Publié le 19 janvier 2020 par Étoile

Précédemment, je te racontais comment ma santé s’était dégradée en particulier à partir de la fin de mon septième mois de grossesse et tout le long du 8e mois. Je vais t’expliquer comment se sont passées mes hospitalisations et ce que j’ai ressenti. C’est un article très délicat car j’ai très mal vécu cette période. Physiquement d’abord puis psychologiquement.

Premières alertes

Avant d’être hospitalisée à 36 SA, j’étais passée déjà deux fois aux urgences à 35 SA. La première fois, j’ai eu des vertiges et des migraines. Par sécurité, la sage-femme me suivant à domicile m’a conseillé d’aller à l’hôpital faire un bilan approfondi. Je suis reçue par une sage-femme désagréable : « vous êtes anxieuse ». Après un bilan ne montrant rien d’alarmant, je rentre à la maison. Tant mieux en soit s’il n’y a rien. Deux jours, plus tard, gros malaise après une sieste : tension à 16.10 et mouches devant les yeux. Retour à la case départ : je retourne aux urgences pour être hospitalisée deux jours afin de faire des examens plus approfondis (notamment contrôle de la protéinurie sur 24H).
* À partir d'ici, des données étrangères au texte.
PR #2473, opened 2026-08-22
fix(cloudformation): serialize concurrent stack operations

### LINKED ISSUE #2419: [BUG] cloudformation: Stack's collections are mutated concurrently without synchronization
## Service

CloudFormation

## AWS API Action

Any pair of operations that touch the same stack concurrently — `CreateChangeSet`, `ExecuteChangeSet`, `UpdateStack`, `DeleteStack`, `DescribeStackEvents`, `DescribeStackResources`.

## Summary

`Stack`'s collections are plain, non-thread-safe `LinkedHashMap`/`ArrayList` instances, but a `Stack` is shared state: it lives in the `stacks` `ConcurrentHashMap` and is handed out to every request that names it. `stacks` being concurrent protects the *map*, not the `Stack` objects inside it, and almost all mutation happens outside any lock.

https://github.com/floci-io/floci/blob/main/src/main/java/io/github/hectorvent/floci/services/cloudformation/model/Stack.java#L20-L31

```java
private Map<String, String> parameters      = new LinkedHashMap<>();
private Map<String, String> outputs         = new LinkedHashMap<>();
private Map<String, String> exports         = new LinkedHashMap<>();
private Map<String, String> outputExportNames = new LinkedHashMap<>();
private Map<String, StackResource> resources = new LinkedHashMap<>();
private List<StackEvent> events             = new ArrayList<>();
private Map<String, ChangeSet> changeSets   = new LinkedHashMap<>();
private Map<String, String> tags            = new LinkedHashMap<>();
```

## Expected behavior

Two concurrent operations on one stack either serialize or fail cleanly. An acknowledged write (a recorded event, a provisioned resource, an accepted change set) is never silently lost, and a concurrent reader never sees a corrupted collection.

## Actual behavior

Unsynchronized concurrent mutation. Two threads writing a `LinkedHashMap` can lose an entry or break its links; `ArrayList.add` can lose an element or throw `ArrayIndexOutOfBoundsException`; a reader iterating during a write can get `ConcurrentModificationException`.

Concrete sites, all in `CloudFormationService`:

Si tu connais un peu les maladies de la grossesse, les médecins ont peur d’une éventuelle pré-éclampsie (comme expliqué dans les articles de Madame Vanille). Au bout de deux jours, rien n’est trouvé. Je rentre donc à domicile.

Vers une (trop longue) hospitalisation

Après ce second retour, je ne rentrerai à la maison que quatre jours. En effet, lors de l’échographie de contrôle de croissance à 36 SA, je suis vaseuse dans le cabinet du médecin, ma tête tourne et ma tension est à 15.10 après avoir été allongée 15 minutes. A l’heure où j’écris, je suis hospitalisée depuis cinq jours. Mon état de santé a été mauvais les trois premiers jours : bébé qui bouge moins, tension régulièrement à 14.9 / 15.10, faiblesses, essoufflements…

Aujourd’hui les choses vont mieux et mes analyses sanguines sont parfaites. Mon état s’est stabilisé et tant mieux. Les médecins qui comptaient initialement me déclencher à 37 SA du fait du RCIU sévère de mon bébé, veulent me faire tenir jusqu’à 38 SA afin de s’assurer de la maturité des organes car à 37 SA, une détresse respiratoire peut être encore possible.

Crédit photo (creative commons) : RyanMcGuire

La gestion de ma situation clinique

Soyons cash : je n’aime pas mon hospitalisation longue durée, car les équipes se sont contredites entre elles. On m’a parlé de tenir jusque 37 SA pour ensuite repousser le déclenchement à 38 SA. Le fait que mon état de santé s’est amélioré à l’hôpital, ne justifiait plus suffisamment un potentiel déclenchement (à juste titre en soit). En effet, il faut croire qu’un RCIU sévère n’est pas un point suffisant à lui seul pour justifier un déclenchement dès 37 SA, malgré ma maladie génétique, mes antécédents familiaux de pré-éclampsie/éclampsie et les notchs utérins. Un autre hôpital aurait peut-être déclenché, pas ici. Je comprends que cela dépend des équipes médicales : certaines sont interventionnistes, d’autres dans l’expectative. Je vis très mal cette période, car je ressens l’incertitude de l’équipe médicale et surtout j’ai l’impression d’être un cas car hospitalisée, mon état de santé se stabilise (même si en soit c’est vraiment top que ce soit dans ce sens là !). 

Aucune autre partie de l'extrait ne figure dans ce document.